Swearing aloud, Shadak then marched his men up to the security room, where a bank of a dozen television monitors gave a view of all parts of the courtyard and many of the rooms. The man on duty there through the night claimed that nothing had happened. But Shadak made him rewind the tapes anyway, to the time of the plane’s arrival.
Ah , he’d said when the time came, here we are .
And the seven of them watched, slack-jawed, as the prisoners moved through the front barbican, first towards the oubliette, and then to the tower — the place where Shadak was keeping Uzimeri. The submarine guy.
Shadak would have liked to head there straight away. But he had dallied a moment too long in the security room, and the little demons had the time to refocus their energies. It pissed Shadak off; he was so absorbed in the video footage that one of them had nearly managed to slip a knife between his ribs before he knew what was happening. Shooting first that one and then the other two was a reaction more in anger than self-defence. And that pissed Shadak off more.

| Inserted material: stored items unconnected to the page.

PR #478, opened 2022-05-10
feat: add preselected filters component

tiborux:
Description

This component adds the possibility to use preselectedFilters in x-components

Implementation

A component was created to emit an event where there is filters in the snippet config or in the component's prop. The snippet config has priority over the prop.

How to test it

Run the tests

- Add a component in the home.vue: (<PreselectedFilters />)

- Modify the base-config.ts to add some preselected filters like this ones: `filters: ['{!tag=brand_facet}brand_facet:"Lego"', '{!tag=age_facet}age_facet:"toddler"']`

EX-6023


packages/x-components/src/components/__tests__/preselected-filters.spec.ts
```diff
@@ -0,0 +1,99 @@
...
+    jest.clearAllMocks();
+  });
+
+  it('does not emit the event when neither filters nor snippet config filters are provided', () => {
+    const { emit } = renderPreselectedFilters();
+
+    expect(emit).not.toHaveBeenCalled();
+  });
+  it('emits the event when filters are provided in the snippet config', () => {
+    const snippetFilters = [
```
CachedaCodes, line 39: Move this to a constant outside of the tests and use that instead of repeating the same filters in the other tests. Also, rename it to `filters` or something less specific to the snippet and then use it with `snippetFilters: filtersConst`

packages/x-components/src/components/__tests__/preselected-filters.spec.ts
```diff
@@ -0,0 +1,99 @@
...
+      }
+    }
+  });
+
+  return {
+    emit
+  };
+}
+
+describe('testing Preselected filters component', () => {
```
CachedaCodes, line 28: Add a test for when the `filters` array is empty.

CachedaCodes (changes requested):

CachedaCodes:
Nice job! 👏

packages/x-components/src/components/preselected-filters.vue
```diff
@@ -0,0 +1,106 @@
...
+     * @internal
+     */
+    @Inject()
+    public snippetConfig?: SnippetConfig;
+
+    /**
+     * A list of preselected filters.
+     *
+     * @remarks Emits the {@link XEventsTypes.PreselectedFiltersProvided} when the
+     * component is rendered or the values changed.
```
javieri-empathy, line 28: This says that it emits the event whenever the value changes, but it is not true. This is done only once in the `mounted` event, without any watcher or XEmit decorator. 

This is a use case for dutti which wants to change this filters dynamically. Maybe it can be postponed until someone requests it. I don't know if Vodafone needs this.

javieri-empathy (changes requested):

packages/x-components/src/components/__tests__/preselected-filters.spec.ts
```diff
@@ -0,0 +1,99 @@
...
+
+  it('does not emit the event when neither filters nor snippet config filters are provided', () => {
+    const { emit } = renderPreselectedFilters();
+
+    expect(emit).not.toHaveBeenCalled();
+  });
+  it('emits the event when filters are provided in the snippet config', () => {
+    const snippetFilters = [
+      '{!tag=brand_facet}brand_facet:"Lego"',
+      '{!tag=age_facet}age_facet:"toddler"'
```
herrardo, line 41: Could you add how to pass this object in the [Snippet Configuration](https://github.com/empathyco/x/blob/main/packages/x-components/static-docs/build-search-ui/web-archetype-integration-guide.md)

I understand this is an extra param, there is a row in the table for <extra parameters>, we could add in the description cell an example as the warehouse one.

herrardo (changes requested):

packages/x-components/src/components/preselected-filters.vue
```diff
@@ -0,0 +1,107 @@
...
+  import { PreselectedFilters, baseSnippetConfig } from '@empathyco/x-components';
+  export default {
+    name: 'PreselectedFiltersDemo',
+    components: {
+      PreselectedFilters
+    },
+    provide: {
+      ...baseSnippetConfig,
+      filters: ['{!tag=brand_facet}brand_facet:"Lego"', '{!tag=age_facet}age_facet:"toddler"']
+    }
```
javieri-empathy, line 77: I think this would be more like this:

```suggestion
    provide: {
      snippetConfig: {
        filters: ['{!tag=brand_facet}brand_facet:"Lego"', '{!tag=age_facet}age_facet:"toddler"']
      }
    }
```

No need to do nothign with the `baseSnippetConfig`, and you have to write the provided key `snippetConfig`

packages/x-components/tests/e2e/preselected-filters.feature
```diff
@@ -0,0 +1,38 @@
...
+    And   a recommendations API with a known response
+    And   a results API with a known response
+
+  Scenario Outline: 1. Preselected filter are selected is there is no more filters in the url
+    Given   an application the "<filter>" filter preselected
+    When  start button is clicked
+    And  "<query>" is searched
+    Then  related results are displayed
+    And   url contains parameter "filter" with value "<filter>"
+    And filters "<filter>" are shown in the selected filters
```
javieri-empathy, line 17: I hate this code style, but format the steps in both scenarios so they are aligned.

javieri-empathy (changes requested):

CachedaCodes (approved):

javieri-empathy (approved):

javieri-empathy (dismissed):

CachedaCodes (approved):

LuisMartinez15 (approved):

“Okay,” he said, outside the tower room, “now.”
And with that, one of his men swung the great iron bar from the door, while another slammed his boot against the door.
It was amazing, thought Stephen, as Mrs. Kontos-Wu snapped the knee of the first one through the door, the difference between watching the woman at work and being on the receiving end of her peculiar skill-set.
She really was good.
No sooner had the first one fallen down than Mrs. Kontos-Wu rolled over and kicked the door closed against the second and third. As fast as that happened, Stephen rolled over to the fallen rent-a-cop, who was clutching his thigh and whimpering. He had a small Ingram submachine gun on a strap, and Stephen yanked it away from him. He rolled to the side and levelled it at the entryway. The door pushed open again, and as it did, Stephen fired. The sound was deafening — the light from the muzzle flash blinding — and two rent-a-cops fell backwards down the stairs.
Sometimes he had to remind himself: Mrs. Kontos-Wu wasn’t the only one who knew what they were doing. Stephen was no slouch himself.
“Shit!” Uzimeri scrambled back, and pointed at the feet of the now-screaming rent-a-cop who’d been left behind. Stephen looked, and instinctively held his breath.